# [What is required]
Provide an exact repetition of every entry, with no word altered.
### Data shown
PR #7514, opened 2022-08-09
Optimize sources processing perf on start

markerikson:
This PR:

- Speeds up the processing in `newSourcesToCompleteSourceDetails`:
  - Used object destructuring and manual lookup tables instead of Lodash
  - Changed `.forEach` to be `for...of` loops
  - Created lookup tables in a single loop instead of multiples
  - Used some `Object.assign` instead of spreads
- Speeds up `SourcesTree`'s `mapState`, by using an RTK `selectTotal` selector instead of calling `Object.values(sources).length` every time
- Consolidates the two `addSources` and `allSourcesReceived` actions that we were dispatching back-to-back, and removes storing the original source data in Redux (which we never read or process anywhere ever again anyway)

Based on local perf profiling, what I'm seeing is that the overall time to execute `setupDebugger` dropped from about 675ms to about 210ms.  More specifically, `newSourcesToCompleteSourceDetails` dropped from about 240ms to 105ms, and `SourcesTree.mapState` dropped from 250ms to, uh... small enough I can't see it in the profiler any more :)

### DIFF
--- a/src/ui/utils/sources.ts
+++ b/src/ui/utils/sources.ts
@@ -1,8 +1,5 @@
 import { EntityId } from "@reduxjs/toolkit";
 import { newSource, SourceKind } from "@replayio/protocol";
-import groupBy from "lodash/groupBy";
-import omit from "lodash/omit";
-import keyBy from "lodash/keyBy";
 import { SourceDetails } from "ui/reducers/sources";
 import newGraph from "./graph";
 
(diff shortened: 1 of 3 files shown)


src/ui/utils/sources.ts
```diff
@@ -86,36 +100,40 @@ export const newSourcesToCompleteSourceDetails = (
...
-      generatedFrom: generated.to(source.sourceId) || [],
-      canonicalId: findCanonicalId(source.sourceId),
-    });
-  });
+  }
+
+  for (let source of newSources) {
+    const { sourceId, generatedSourceIds, ...remainingFields } = source;
+
+    returnValue[sourceId] = fullSourceDetails(
```
hbenl, line 124: Why don't we get rid of `fullSourceDetails()`? All it seems to do is fill in some default values which we could do directly here.

hbenl (approved):

src/ui/utils/sources.ts
markerikson: sure, I'll do that now

markerikson: Hah, ironically all of those _are_ being filled in already :)

PR #7520, opened 2022-08-09
DO NOT MERGE

bvaughn:
Test removing Offscreen component to see if it fixes React DevTools e2e test


bvaughn:
Sure enough this "fixes" the test but that doesn't tell much really.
######
# [Answer space]
PR #7514, opened 2022-08-09
Optimize sources processing perf on start

markerikson:
This PR:

- Speeds up the processing in `newSourcesToCompleteSourceDetails`:
  - Used object destructuring and manual lookup tables instead of Lodash
  - Changed `.forEach` to be `for...of` loops
  - Created lookup tables in a single loop instead of multiples
  - Used some `Object.assign` instead of spreads
- Speeds up `SourcesTree`'s `mapState`, by using an RTK `selectTotal` selector instead of calling `Object.values(sources).length` every time
- Consolidates the two `addSources` and `allSourcesReceived` actions that we were dispatching back-to-back, and removes storing the original source data in Redux (which we never read or process anywhere ever again anyway)

Based on local perf profiling, what I'm seeing is that the overall time to execute `setupDebugger` dropped from about 675ms to about 210ms.  More specifically, `newSourcesToCompleteSourceDetails` dropped from about 240ms to 105ms, and `SourcesTree.mapState` dropped from 250ms to, uh... small enough I can't see it in the profiler any more :)

### DIFF
--- a/src/ui/utils/sources.ts
+++ b/src/ui/utils/sources.ts
@@ -1,8 +1,5 @@
 import { EntityId } from "@reduxjs/toolkit";
 import { newSource, SourceKind } from "@replayio/protocol";
-import groupBy from "lodash/groupBy";
-import omit from "lodash/omit";
-import keyBy from "lodash/keyBy";
 import { SourceDetails } from "ui/reducers/sources";
 import newGraph from "./graph";
 
(diff shortened: 1 of 3 files shown)


src/ui/utils/sources.ts
```diff
@@ -86,36 +100,40 @@ export const newSourcesToCompleteSourceDetails = (
...
-      generatedFrom: generated.to(source.sourceId) || [],
-      canonicalId: findCanonicalId(source.sourceId),
-    });
-  });
+  }
+
+  for (let source of newSources) {
+    const { sourceId, generatedSourceIds, ...remainingFields } = source;
+
+    returnValue[sourceId] = fullSourceDetails(
```
hbenl, line 124: Why don't we get rid of `fullSourceDetails()`? All it seems to do is fill in some default values which we could do directly here.

hbenl (approved):

src/ui/utils/sources.ts
markerikson: sure, I'll do that now

markerikson: Hah, ironically all of those _are_ being filled in already :)

PR #7520, opened 2022-08-09
DO NOT MERGE

bvaughn:
Test removing Offscreen component to see if it fixes React DevTools e2e test


bvaughn:
Sure enough this "fixes" the test but that doesn't tell much really.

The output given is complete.